El demonio moderno de la constante racionalización, se hace patético, e innegablemente tan absurdo que resulta imposible escapar al efecto hilarante que correlativamente produce; efecto que puede ser tan salvífico y terapéutico, como patética y mortíferamente inmovilizador, lo que se traduce en el despojamiento radical de toda soberanía, en una escatológica y oblativa dependencia al gran Otro.
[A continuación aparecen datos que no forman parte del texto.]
PR #3796, opened 2018-07-10
[Help Editor] Reactifying module

um4r12:
This pull request `reactifies the help editor module`. The table should now automatically filter out rows based on the `Help Topic` and `Search Keyword`.

To test:
1. Navigate to the Help Editor.
2. Search for various words and see if the table is populated with correct rows.
3. Try using a search combination of both the `Help Topic` and `Search Keyword` fields.

Worked on with: @colezweber @jesscall @miebeers


kongtiaowang:
@um4r12 you have changed the UI. So the test function should be modified also.

modules/help_editor/jsx/help_editor.js
```diff
@@ -0,0 +1,135 @@
...
+      );
+    }
+
+    return (
+      <div>
+        <FilterForm
+          Module="help_editor"
+          name="help_filter"
+          id="help_filter"
+          ref="helpFilter"
```
davidblader: no string refs plz
see example: https://github.com/aces/Loris/pull/3807/files

modules/help_editor/jsx/help_editor.js
```diff
@@ -0,0 +1,135 @@
...
+window.onload = function() {
+  var dataURL = loris.BaseURL + "/help_editor/?format=json";
+  var helpEditor = (
+    <HelpEditor
+      Module="help_editor"
+      DataURL={dataURL}
+    />
+  );
+
+  // Create a wrapper div in which react component will be loaded
```
davidblader: any reason why to not just render directly into `lorisworkspace`?

modules/help_editor/templates/menu_help_editor.tpl
```diff
@@ -1,54 +0,0 @@
-<script type="text/javascript" src="{$baseurl}/js/filterControl.js"></script>
```
davidblader: you can remove the entire file. just add `public $skipTemplate = true` to the PHP class

webpack.config.js
```diff
@@ -46,7 +46,7 @@ var config = [{
     './modules/conflict_resolver/js/resolved_conflicts_columnFormatter.js': './modules/conflict_resolver/jsx/resolved_conflicts_columnFormatter.js',
     './modules/conflict_resolver/js/unresolved_columnFormatter.js': './modules/conflict_resolver/jsx/unresolved_columnFormatter.js',
     './modules/examiner/js/columnFormatter.js': './modules/examiner/jsx/columnFormatter.js',
-    './modules/help_editor/js/columnFormatter.js': './modules/help_editor/jsx/columnFormatter.js',
```
davidblader: you shouldn't remove the columnFormatter entry if you're keeping it in a separate file

HenriRabalais: I think it was discussed that the new standard is that columnFormatter should be a function within the parent component.

modules/help_editor/jsx/help_editor.js
```diff
@@ -0,0 +1,135 @@
...
+/**
+ * Help Editor Archive Page.
+ *
+ * Serves as an entry-point to the module, rendering the whole react
+ * component page on load.
+ *
+ * Renders Help Editor main page consisting of FilterTable and
+ * DataTable components.
+ *
+ * @author Alex Ilea
```
HenriRabalais: Since you made this file, I think you can author it ;). Or you put can put `Loris Team`.

modules/help_editor/jsx/help_editor.js
```diff
@@ -0,0 +1,135 @@
...
+ *
+ * */
+class HelpEditor extends React.Component {
+
+  constructor(props) {
+    super(props);
+
+    this.state = {
+      isLoaded: false,
+      filter: {}
```
HenriRabalais: A state of `Data: {}` should be placed here, purely for documentation purposes. On that note, this may be a good time to change `Data` to `data` since it breaks lowerCamelCase convention.

modules/help_editor/jsx/help_editor.js
```diff
@@ -0,0 +1,135 @@
...
+   * Retrive data from the provided URL and save it in state
+   * Additionaly add hiddenHeaders to global loris vairable
+   * for easy access by columnFormatter.
+   */
+  fetchData() {
+    $.ajax(this.props.DataURL, {
+      method: "GET",
+      dataType: 'json',
+      success: function(data) {
+        loris.hiddenHeaders = data.hiddenHeaders ? data.hiddenHeaders : [];
```
HenriRabalais: I'm pretty sure @driusan had mentioned it at the react workshop, but I don't think there's any reason to be using the `loris` global variable here.

modules/help_editor/php/help_editor.class.inc
```diff
@@ -174,7 +131,7 @@ class Help_Editor extends \NDB_Menu_Filter
         return array_merge(
             $deps,
             array(
-             $baseURL . "/help_editor/js/help_editor_helper.js",
+             $baseURL . "/help_editor/js/help_editor.js",
              $baseURL . "/help_editor/js/columnFormatter.js",
```
HenriRabalais: Regardless of whether `columnFormatter` is in its own file or not, I don't think it needs to be included here because it's imported by your helpEditor.jsx.

modules/help_editor/jsx/help_editor.js
driusan: I had the same question during the React workshop.. I had looked into it afterwards and.. no, there was no reason. It works just as well when you render directly. I think people are just copying a module that does this for no reason and basing it on that.

modules/help_editor/jsx/help_editor.js
ZainVirani: what should it be replaced with @davidblader ?

davidblader: a callback ref similar to: https://github.com/aces/Loris/pull/3807/files

modules/help_editor/jsx/help_editor.js
HenriRabalais: Clarification: 
When things were starting to be reactified, hidden headers were set using the `loris` global variable. The same one that you use to get the baseURL (`loris.baseURL`). The reason for this is that the `columnFormatter` function was in a separate file and needed to access the `hiddenHeaders`. However, it's completely unnecessary that the `formatColumn` function be in a separate file. Therefore, on this line in particular, there's no need to set the value to the `loris` variable. I would suggest moving the `formatColumn` file into this function, and setting `hiddenHeaders` as a state.

zaliqarosli:
needs to pass travis `modules/help_editor/php/help_editor.class.inc:108 PhanParamSignatureMismatch Declaration of function toJSON() : \LORIS\help_editor\a should be compatible with function toJSON() : string defined in php/libraries/NDB_Menu_Filter.class.inc:778`

zaliqarosli:
testing: front-end still fails for me. i get an error for 'indexOf' involving `formatColumn`

modules/help_editor/jsx/help_editor.js
```diff
@@ -0,0 +1,181 @@
...
+/**
+ * Modify behaviour of specified column cells in the Data Table component
+ * @param {string} column - column name
+ * @param {string} cell - cell content
+ * @param {arrray} rowData - array of cell contents for a specific row
+ * @param {arrray} rowHeaders - array of table headers (column names)
+ * @return {*} a formated table cell for a given column
+ */
+function formatColumn(column, cell, rowData, rowHeaders) {
+  if (loris.hiddenHeaders.indexOf(column) > -1) {
```
zaliqarosli: ahh found it. we can remove the loris hiddenheaders

modules/help_editor/jsx/help_editor.js
```diff
@@ -24,85 +25,122 @@ class HelpEditor extends React.Component {
...
     this.filter.clearFilter();
   }
 
+  /**
+   * Modify behaviour of specified column cells in the Data Table component
+   *
+   * @param {string} column - column name
+   * @param {string} cell - cell content
+   * @param {arrray} rowData - array of cell contents for a specific row
+   * @param {arrray} rowHeaders - array of table headers (column names)
```
driusan: Is this for pirate tables?

modules/help_editor/jsx/help_editor.js
```diff
@@ -0,0 +1,168 @@
+import FilterForm from 'FilterForm';
+import Loader from 'Loader';
+
+/**
+ * Help Editor Archive Page.
+ *
+ * Serves as an entry-point to the module, rendering the whole react
+ * component page on load.
+ *
+ * Renders Help Editor main page consisting of FilterTable and
```
zaliqarosli: comment update to 'FilterForm and StaticDataTable components'

modules/help_editor/jsx/help_editor.js
zaliqarosli: i am also wondering :p

modules/help_editor/jsx/help_editor.js
```diff
@@ -0,0 +1,168 @@
...
+
+  /**
+   * Modify behaviour of specified column cells in the Data Table component
+   *
+   * @param {string} column - column name
+   * @param {string} cell - cell content
+   * @param {arrray} rowData - array of cell contents for a specific row
+   * @param {arrray} rowHeaders - array of table headers (column names)
+   *
+   * @return {*} a formated table cell for a given column
```
zaliqarosli: formatted

modules/help_editor/jsx/help_editor.js
```diff
@@ -0,0 +1,168 @@
...
+    return <td>{cell}</td>;
+  }
+
+  render() {
+    // Waiting for async data to load
+    if (!this.state.isLoaded) {
+      return <Loader/>
+    }
+
+    //TODO: refs should be deprecated in future refactoring.
```
zaliqarosli: is this still relevant?

modules/help_editor/jsx/help_editor.js
```diff
@@ -0,0 +1,168 @@
...
+    const filterRef = function(f) {
```
zaliqarosli: this could maybe be put in the constructor as it doesn't need to be re-rendered?

zaliqarosli: it wouldn't have to be set as a state in order to be accessed within the render function. from this document (https://reactjs.org/docs/refs-and-the-dom.html#callback-refs), the ref call back method that you are using here is set within the constructor. i have also implemented in my PR (https://github.com/aces/Loris/pull/3924) on line (https://github.com/aces/Loris/blob/46bce3d252cfd3a153741f5a9e196794ee22fbdd/modules/examiner/jsx/examiner.js#L38). such a function doesn't belonging in the rendering of the DOM

modules/help_editor/jsx/help_editor.js
zaliqarosli: my understanding is that string refs are being deprecated, but callback refs are fine, which is what you're introducing here. so the todo seems to be resolved here to me. @davidblader what do you think?

davidblader: you are both correct. removing the clearFilter refs is a longterm goal since they are not really doing anything that would require a ref, but in the mean time the callback pattern should be used since the string format is prone to be dropped for any upcoming React release. 
i think the comment can be left as is

modules/help_editor/jsx/help_editor.js
HenriRabalais: Hmm, well based on React's own guidelines for how refs should be used (https://reactjs.org/docs/refs-and-the-dom.html#when-to-use-refs), we shouldn't be using callback refs in this case at all. I didn't introduce this line of code and I rather not move it around, so I think it's best to simply refactor the code now.

HenriRabalais:
@zaliqarosli @davidblader please re-review!

zaliqarosli:
on testing:

- mac : filtering works perfectly, but frozen column headers becomes sticky on scrolling 
screenshot 2018-10-15 13 23 08

- ubuntu: filtered results stay even if filters empty. clicking on 'Clear Filters' isn't updating the results for me
screenshot from 2018-10-15 13-21-22

HenriRabalais:
@zaliqarosli 
- I'm pretty sure the page shouldn't act differently across OS, but rather across browsers. Which one were you using for each test? 
- I'm pretty sure sticky frozen columns are a feature? Not sure. But regardless that configuration is likely from in the StaticDataTable component.
- I'm not sure why the filter isn't updating and the clearFilter button is not working for you, but I've tested it on both firefox and chrome and it is working for me.
- The auto-fill helper is the jurisdiction of the browser.

zaliqarosli:
@HenriRabalais can't replicate error, so it's probably fine! someone else should test as well

modules/help_editor/jsx/help_editor.js
```diff
@@ -0,0 +1,177 @@
...
+          <ButtonElement
+            label="Clear Filters"
+            type="reset"
+            onUserInput={this.resetFilters}
+          />
+        </FilterForm>
+        <StaticDataTable
+          Data={this.state.data.Data}
+          Headers={this.state.data.Headers}
+          hiddenHeaders={this.state.data.hiddenHeaders}
```
zaliqarosli: not on minor yet lolol

HenriRabalais:
This PR is now being maintained by @HenriRabalais #4006

PR #3797, opened 2018-07-10
[Instrument list] Populate the timepoint tpl_data for modules

xlecours:
This  fix the missing timepoint data in the candidate profile table of the instrument_list module

The ModuleRouteur is now in charge of adding candidate and timepoint objects to the request.

see: RM#

### DIFF
--- a/src/Router/ModuleRouter.php
+++ b/src/Router/ModuleRouter.php
@@ -82,6 +82,21 @@ class ModuleRouter extends PrefixRouter
      */
     public function handle(ServerRequestInterface $request) : ResponseInterface
     {
+        $gets = $request->getQueryParams();
+        if (!empty($gets['candID'])) {
+            $request = $request->withAttribute(
+                'Candidate',
+                (\NDB_Factory::singleton())->candidate($gets['candID'])
+            );
+        }
+
+        if (!empty($gets['sessionID'])) {
+            $request = $request->withAttribute(
+                'TimePoint',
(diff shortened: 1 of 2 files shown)


src/Router/ModuleRouter.php
```diff
@@ -82,6 +82,21 @@ public function __construct(\Module $module, string $moduledir)
...
+                (\NDB_Factory::singleton())->candidate($gets['candID'])
+            );
+        }
+
+        if (!empty($gets['sessionID'])) {
+            $request = $request->withAttribute(
+                'TimePoint',
+                \TimePoint::singleton($gets['sessionID'])
+            );
+        }
```
driusan: Does this belong in the module router? Shouldn't it be up to the individual pages/modules whether or not they want to populate these in the request that gets passed to the middleware?

xlecours: like that https://github.com/aces/Loris/pull/3799 ?

xlecours:
Modules need to add the atributes themselves for the candidate profile panel to show data

src/Router/ModuleRouter.php
driusan: Yes, I haven't tested it but that looks better to me. (I don't really think those "magic" panels should be in the page decoration middleware at all, it's a relic from main.php. At the minimum they should be a separate middleware that modules need to explicitly add.)

PR #3805, opened 2018-07-11
[dicom_archive] Fix site filtering

davidblader:
see https://redmine.cbrain.mcgill.ca/issues/14812#change-62314 for more details
Filtering by site in DICOM Archive wasn't doing exact match, so filtering for CenterID 5 would return CenterIDs 15, 25, 675, etc.

test filtering in modules with affected js files


jsx/FilterForm.js
```diff
@@ -132,7 +132,7 @@ class FilterForm extends React.Component {
       } else {         // null and undefined handled here
         filter[key].value = '';
       }
-      filter[key].exactMatch = (type === "SelectElement");
+      filter[key].exactMatch = (type === "SelectElement" || type === "select");
```
driusan: What's the difference between a "SelectElement" and a "select" type?

xlecours: Is there a situation where `type === "SelectElement"` ?

davidblader: not sure, i think this was originally developed to detect the React Form components but idk if that is currently functional anywhere.

davidblader: maybe? i couldn't find any personally but i also don't want to break anything :p

PR #5855, opened 2019-12-13
[Survey Accounts] Fix formatting of error message

lingma:
## Brief summary of changes

Use the designed function to get the full name of the test name.

1. Go to Admin / Survey module, and try to send a candidate's existing Instrument. a translated message should appear.

* Issue #5774

### DIFF
--- a/modules/survey_accounts/php/addsurvey.class.inc
+++ b/modules/survey_accounts/php/addsurvey.class.inc
@@ -112,13 +112,12 @@ class AddSurvey extends \NDB_Form
             if ($values['Test_name'] == $instrument['Test_name']) {
                 $test_name = $db->pselectRow(
                     "SELECT Full_name FROM `test_names` WHERE Test_name = :test_name",
-                        array(
-                            'test_name' => $values['Test_name']
-                        )
-                    );
-
+                    array(
+                        'test_name' => $values['Test_name']
+                    )
+                );
                 return array(
-                    'Test_name' => "Instrument ". 
+                    'Test_name' => "Instrument ".
                                        ($test_name? $test_name['Full_name']: $values['Test_name']).
                                        $reminder. $values['VL'],
                 );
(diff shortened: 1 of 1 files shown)


modules/survey_accounts/php/addsurvey.class.inc
```diff
@@ -110,9 +110,16 @@ class AddSurvey extends \NDB_Form
         $reminder        = " already exists for given candidate for visit ";
         foreach ($instrument_list as $instrument) {
             if ($values['Test_name'] == $instrument['Test_name']) {
+                $test_name = $db->pselectRow(
```
PapillonMcGill: Should use `pselectOne`, this way, you'll have a single value instead of an array.
```suggestion
                $test_name = $db->pselectOne(
```

modules/survey_accounts/php/addsurvey.class.inc
```diff
@@ -110,9 +110,16 @@ class AddSurvey extends \NDB_Form
...
+                    "SELECT Full_name FROM `test_names` WHERE Test_name=:test_name",
+                    array(
+                        'test_name' => $values['Test_name']
+                    )
+                );
                 return array(
-                    'Test_name' => "Instrument ". $values['Test_name'].
-                                       $reminder. $values['VL'],
+                    'Test_name' => "Instrument ".
+                        ($test_name? $test_name['Full_name']:$values['Test_name']).
```
PapillonMcGill:
```suggestion
                        ($test_name? $test_name:$values['Test_name']).
```

lingma:
> `getFullName()` on the NDB_BVL_Instrument class.

I believe the `getFullName()` on the NDB_BVL_Instrument class is not suitable for this case, unless we modify a lot the module. Moreover we need to support the case with `LegacyInstrumentTrait`

driusan:
I don't understand what you mean by "modify a lot of modules". There's one place that you're modifying, but you're getting the information from the wrong place. `getFullName()` is already defined for every instrument. The contract of the method is that it returns the exact information you're looking for--the full name of the instrument. It may or may not access the database to do that for any given instrument. The table that you're accessing is not a reliable source for the information.

lingma:
You are right, I have fixed the problem, but I forgot to check indentation. Right now the new commit on indentation fix is not showing on this page, don't know whether because there is too many commits. I will check back later on this PR.

PR #5858, opened 2019-12-16
Document composer version

### LINKED ISSUE #5845: Document required composer version
We should be explicit about what version of composer is required for LORIS< similar to how we specify nodejs >= v8.0.0.

Running `composer -v` gives me version `Composer version 1.7.2 2018-08-16 16:57:12` on my VM. This seems to work fine.

johnsaigle:
## Brief summary of changes

Adds an explicit minimum version for composer based on discussion in #5845. 

There was some concern on the mailing list that an issue during the install was caused by an old composer version. It makes sense to be a little more specific about it in our documentation.

* Resolves #5845

### DIFF
--- a/README.md
+++ b/README.md
@@ -29,7 +29,7 @@ Deploy and log in with username *admin* and the password that's set up during de
  * Apache **2.4** or higher
  * MySQL >= 5.7 (or MariaDB >= 10.3) 
  * PHP <b>7.2</b> or higher
- * [Composer](https://getcomposer.org/)
+ * [Composer](https://getcomposer.org/) <b>1.4.2</b> or higher
  * NodeJS <b>8.0</b> or higher
  * NPM
  * make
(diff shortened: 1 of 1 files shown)


README.md
```diff
@@ -29,7 +29,7 @@ Deploy and log in with username *admin* and the password that's set up during de
  * Apache **2.4** or higher
  * MySQL >= 5.7 (or MariaDB >= 10.3) 
  * PHP <b>7.2</b> or higher
- * [Composer](https://getcomposer.org/)
+ * [Composer](https://getcomposer.org/) <b>1.4.2</b> or higher
```
driusan: how did you arrive at this version? It seems oddly specific for a minimum version.

johnsaigle: I made an issue (linked above) and Tom said this version works for him. I figured we'd use the oldest one reported.

driusan: can we just say > 1.4? 1.4.2 makes it sound like we have some known bug with 1.4.1

johnsaigle:
```suggestion
 * [Composer](https://getcomposer.org/) <b>1.4</b> or higher
```

PR #5847, opened 2019-12-09
[Dashboard/Recruitment -- view site breakdown] Restricting users to see statistics only from sites they have access to.

racostas:
### Description of the issue
In **dashboard-> Recruitment-> View site breakdown** users were able to see statistics from sites they do not belong/have access

### Testing instructions

Now each user should be able to see the **view site breakdown** only for the sites it belong/have access

### Notes

This is a fix for 22.0.0, major design changes as creating a permission dedicated to statistics still pending.

**Notes relative to the code-set:**

**Note 1:** using the function `getSiteList() `pending to by refactored to act as `getAssociativeSiteList()` now shows stats from DCC for user having 'access_all_profiles' permission .

**Note 2:**  for the `/User `class we don’t have currently a similar function to `getSiteList()` but could be useful. In place, two of function are used in the current PR: `getCenterIDs()` and after creating the centrer from this ID then `getCenterName()`

PR #5861, opened 2019-12-17
[Dashboard/Study Progression -- View recruitment per site] Restricting users to see statistics only from sites they have access to.

racostas:
### Brief summary of changes

In **dashboard-> Study Progression-> View recruitment per site** users were able to see statistics from sites they do not belong/have access

### Testing instructions

Now each user should be able to see the **view recruitment per site** only for the sites it belong/have access

### Notes
This is a fix for 22.0.0, major design changes as creating a permission dedicated to statistics still pending.

### Notes relative to the code-set:

The structure:
```
$recruitmentStartDate = $DB->pselectOne(
    "SELECT MIN(Date_registered)
     FROM candidate
     WHERE RegistrationCenterID IN (:Sites)",
    array(*'Sites' => implode(",", array_keys($list_of_sites))*)
);
```
Doesn't seem to be working for me. **Only the first element of the array** `$list_of_sites` is been passed to the IN SQL clause. Not sure if I'm using correctly this way. For the moment I write it as:

```
$recruitmentStartDate = $DB->pselectOne(
    "SELECT MIN(Date_registered)
     FROM candidate
     WHERE RegistrationCenterID IN (" . $sitesString . ")",
    array()
);
```

(Please see additional related code notes on https://github.com/aces/Loris/pull/5847)

### Links to related tickets (GitHub, Redmine, ...)

https://github.com/aces/Loris/pull/5847

### DIFF
--- a/modules/dashboard/ajax/get_recruitment_line_data.php
+++ b/modules/dashboard/ajax/get_recruitment_line_data.php
@@ -15,22 +15,40 @@
 header("content-type:application/json");
 ini_set('default_charset', 'utf-8');
 
-$DB = Database::singleton();
+$DB            = Database::singleton();
+$currentUser   = \User::singleton();
+$site          = array();
+$list_of_sites = array();
+
+//TODO: Create a permission specific to statistics
+if ($currentUser->hasPermission('access_all_profiles')) {
+    $list_of_sites = \Utility::getSiteList();
+} else {
+    $site_id_arr = $currentUser->getCenterIDs();
+    foreach ($site_id_arr as $key => $val) {
+        $site[$key]          = &Site::singleton($val);
+        $list_of_sites[$val] = $site[$key]->getCenterName();
+    }
+}
+
+$sitesString = implode(",", array_keys($list_of_sites));
 
 $recruitmentData      = array();
 $recruitmentStartDate = $DB->pselectOne(
-    "SELECT MIN(Date_registered) FROM candidate",
+    "SELECT MIN(Date_registered)
+     FROM candidate
+     WHERE RegistrationCenterID IN (" . $sitesString . ")",
     array()
 );
 $recruitmentEndDate   = $DB->pselectOne(
-    "SELECT MAX(Date_registered) FROM candidate",
+    "SELECT MAX(Date_registered) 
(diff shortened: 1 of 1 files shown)


johnsaigle:
>     array(*'Sites' => implode(",", array_keys($list_of_sites))*)

I'm a bit confused about the `*`s in the example. Are these meant for Markdown emphasis or are they actually in the code?

racostas:
Hi @johnsaigle. Thanks. No, sorry, the `*s` was trying to put that part of the text in bold here in github. My bad. 

In the actual code is without it, just: `array('Sites' => implode(",", array_keys($list_of_sites)))`. 

As mentioned before, **it is**  able to retrieve the first element in the array but **only the the first**. So the behaviour I'm seeing is that the query does `IN ('FIRST_ELEMENT', 'ignore', 'the', 'rest').` It does not break but just ignore the rest of the elements acting more like an `"="`.

Cheers,
Rolando.

johnsaigle:
Thanks for the feedback.

I'm not sure why the code is behaving that way. I think it would be good to dig into why that's happening because it's not usually a good idea to take strings and put them directly into SQL statements. It's likely safe in this case but it would be better to use prepared statements if possible.

I don't have time to look into it right now but I can look at it soon and try to find a solution if no one else weighs in first.

modules/dashboard/ajax/get_recruitment_line_data.php
```diff
@@ -15,23 +15,41 @@
...
+$DB            = Database::singleton();
+$currentUser   = \User::singleton();
+$site          = array();
+$list_of_sites = array();
+
+//TODO: Create a permission specific to statistics
+if ($currentUser->hasPermission('access_all_profiles')) {
+    $list_of_sites = \Utility::getSiteList();
+} else {
+    $site_id_arr = $currentUser->getCenterIDs();
```
PapillonMcGill: Need to remove `DCC` center (ID=1) to follow current implementation

racostas:
I'm aborting this PR in favour of the great major redesign proposed on #5896. Nice!

racostas:
Deprecated by #5917

Issue #4995, opened 2019-08-01
Post-release 21 Documentation updates


christinerogers:
(non-exhaustive list, in progress) 
Needs cross-checking with new [Readmes from Wiki-revamp](https://github.com/aces/Loris/pull/4093)

### Things moved under docs/ RaisinBread -> broken links 

*  public instruments removed / moved to Raisinbread
- [ ]  bmi.linst which used to be [under docs/instruments/](https://github.com/aces/Loris/tree/20.3-release/docs/instruments)
- [ ] MRI Parameter form which is required(?) for the upcoming QC Browser (can't load without)

- [ ] requires updating the Behavioural Setup Guide... probably other pages too.
* readmes : e.g. https://github.com/aces/Loris/blob/master/LORIS_react.README.md
- [x] #5392 broken links in Contributing.md, 
- [x] several wiki pages
- [ ] other places in the Repo

### Install process Readme(s): 

- [x] #5197 Makefile needs to be run for fresh installs. not composer (? TBC) : add to Readmes, wiki
- [x] #5017 NodeJS version matters (PR sent for main readme only)
- [x] #5018  CentOS 21.0.0 specific updates (including NodeJS)

### Reliability module removed :  Remove all mentions #4596
- [x] Code: [statistics/js/form_stats_reliability.js](https://github.com/aces/Loris/blob/21.0-release/modules/statistics/js/form_stats_reliability.js) still exists (technically this is Stats module code cleanup, not Reliability module 
- [x] config.xml #5433

### Training module removed  - Documentation to be updated: 
- [x] [Examiner module readme](https://github.com/aces/Loris/tree/21.0-release/modules/examiner) : remove mentions of Training module

### Reactified modules: 

- [x] #5410 Remove [mentions of "Show data"  button](https://github.com/aces/Loris/search?q=%22Show+data%22&unscoped_q=%22Show+data%22) if no longer relevant 
e.g. [15 markdown files](https://github.com/aces/Loris/search?l=Markdown&q=%22Show+data%22) files including: 
- [x] Imaging Browser Help text
- [ ] (very minor) [5 Test plans to be updated](https://github.com/aces/Loris/search?q=%22Show+data%22+test_plan&unscoped_q=%22Show+data%22+test_plan) 

### Tools scripts moved to a different directory
- [ ] Wiki / wiki-readmes to be updated

### CenterID -> Registration Center ID  #4078

[...]

PR #5874, opened 2019-12-17
Change remaining instances of "gender" to "sex"

johnsaigle:
Documentation update requested in https://github.com/aces/Loris/issues/4995

### DIFF
--- a/docs/API/LorisRESTAPI.md
+++ b/docs/API/LorisRESTAPI.md
@@ -279,7 +279,7 @@ PSCID is only required if the generation type in the Loris config is set to
 The candidate will be created at the site of the user using the API's site.
 A response code of 201 Created will be returned on success, 409 Conflict if
 the PSCID already exists, and a 400 Bad Request if any data provided is invalid
-(PSCID format, date format, gender something other than Male|Female|Other, invalid project
+(PSCID format, date format, sex set to something other than Male|Female|Other, invalid project
 name, etc). A successful POST request will return the CandID for the newly
 created candidate in a JSON object of the form: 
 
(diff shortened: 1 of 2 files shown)


docs/API/LorisRESTAPI.md
```diff
@@ -279,7 +279,7 @@ PSCID is only required if the generation type in the Loris config is set to
 The candidate will be created at the site of the user using the API's site.
 A response code of 201 Created will be returned on success, 409 Conflict if
 the PSCID already exists, and a 400 Bad Request if any data provided is invalid
-(PSCID format, date format, gender something other than Male|Female|Other, invalid project
+(PSCID format, date format, sex set to something other than Male|Female|Other, invalid project
```
driusan: This change doesn't make sense. The JSON object (which can't be changed because it's a version of the API that's already been released as stable) is "Gender", not "Sex")

johnsaigle: OK, I didn't know. i'll get rid of this change.

christinerogers:
hmmm @driusan to be clear,  this gender -> sex change in release 21 wasn't made in the API?  
(we should add an issue)

driusan:
It was made to v0.0.3 of the API. It was explicitly not done or older, released versions of the API because modifying the API would be a different API.

docs/API/LorisRESTAPI.md
johnsaigle:
```suggestion
(PSCID format, date format, gender something other than Male|Female|Other, invalid project
```

johnsaigle:
@ridz1208 Do you think you could merge this one?

PR #5879, opened 2019-12-18
[Core] Update package-lock file

johnsaigle:
## Brief summary of changes

This should prevent issues for developers when switching between branches.

Steps taken:
1. Checkout aces/master
2. `make dev`
3. `git add package-lock.json`

* Alternative to #5820

### DIFF
--- a/package-lock.json
+++ b/package-lock.json
@@ -1828,7 +1828,7 @@
     },
     "buffer": {
       "version": "4.9.1",
-      "resolved": "http://registry.npmjs.org/buffer/-/buffer-4.9.1.tgz",
+      "resolved": "https://registry.npmjs.org/buffer/-/buffer-4.9.1.tgz",
       "integrity": "sha1-bRu2AbB6TvztlwlBMgkwJ8lbwpg=",
       "dev": true,
       "requires": {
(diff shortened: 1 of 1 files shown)


maltheism:
Hey @johnsaigle I think part of the issue mentioned in #5820 might be when developers install the npm modules and the npm registry for some reason returns `http` instead of `https` for the sources of the packages. We might still run into the issue of having the package-lock in the git status but this PR will definitely make it less frequently than now.

johnsaigle:
I'm still pretty sure that's being caused by people using older versions of npm. We're supposed to be using >= 8.0 so I'd be curious to know if those issues are being caused by default npm in Ubuntu (v. 6)

maltheism:
@johnsaigle this [comment](https://npm.community/t/some-packages-have-dist-tarball-as-http-and-not-https/285/31) makes me think it's not the version of npm.

johnsaigle:
Fair enough. Maybe the solution is that cache cleaning process you mentioned in the other PR?

maltheism:
@johnsaigle I'm not sure/ I think this PR should be merged and if the issue comes up again we will know.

Y esto es llamativo, porque este principio está en la base del capitalismo como del socialismo, en el producir, para controlar la sociedad, para eliminar la suciedad, como en la creencia de que con la suficiente energía se puede articular un plan para producir los efectos con que se ayudaría a los otros. Pero el orden civilizado y positivo de las cosas no quiere saber de todo. Nunca va a cuestionar lo bien intencionado, porque si supiera, y de hecho lo sabe en el fondo, que las buenas intenciones destilan una pestilencia en sus discursos, al ocultar justamente su propia mierda. Es la posición del burgués acomodado que se pretende generoso, ayudador, denunciando un marco general de injusticia, donde la perversión de la humanidad es responsabilidad de algunos, lo que demuestra su pueril ilusión de escaparle a ella. El ayudador da una ayuda pretendiendo que en su dación está dando algo contrario a la mancha en su ser, blanqueando todo rastro de participación en la violencia y la crueldad. Violencia que sólo se escamotea, lo mismo que se oculta la desesperación intelectual, en la infantil creencia de encuentros mágicos, como lo ha demostrado el misógino recurso, tributario del romanticismo alemán, de divinizar a las mujeres, como motivo después de una delectación masoquista que produce su alejamiento. Han tenido a las mujeres como vírgenes inspiradoras, musas, es decir, un mero objeto más, como aquel que bajamente las considera como siervas, prostitutas y esclavas.
Hoy la mayoría se siente atraído a huir fallidamente de su sí mismo para conquistarlo alienadamente en una mediocre mercancía. Nadie intenta escapar de su sí mismo sustrayéndose a las leyes de la mercancía, no sólo económicas. Lo que hace a algo único, invendible, no intercambiable, no es la conservación de la pureza, sino el despojo mismo de esta; su ser que no es ser sino atravesado por las flechas, sustraído, no con figuras e imágenes, sino con la bassesse (la bajeza, según Bataille), la descomposición de toda figura, imagen o forma (para Bataille en la pintura Olympia de Manet, la experiencia de la prostitución no era revelada, sino precisamente ocultada), en la sagrada y maloliente podredumbre de lo que se haya paralizado en el supuesto brillo áureo de lo normal, de lo políticamente correcto, que no es sino una estrechez y un burdo enmascaramiento del deseo, el cual estructuralmente no puede apartarse de la crueldad.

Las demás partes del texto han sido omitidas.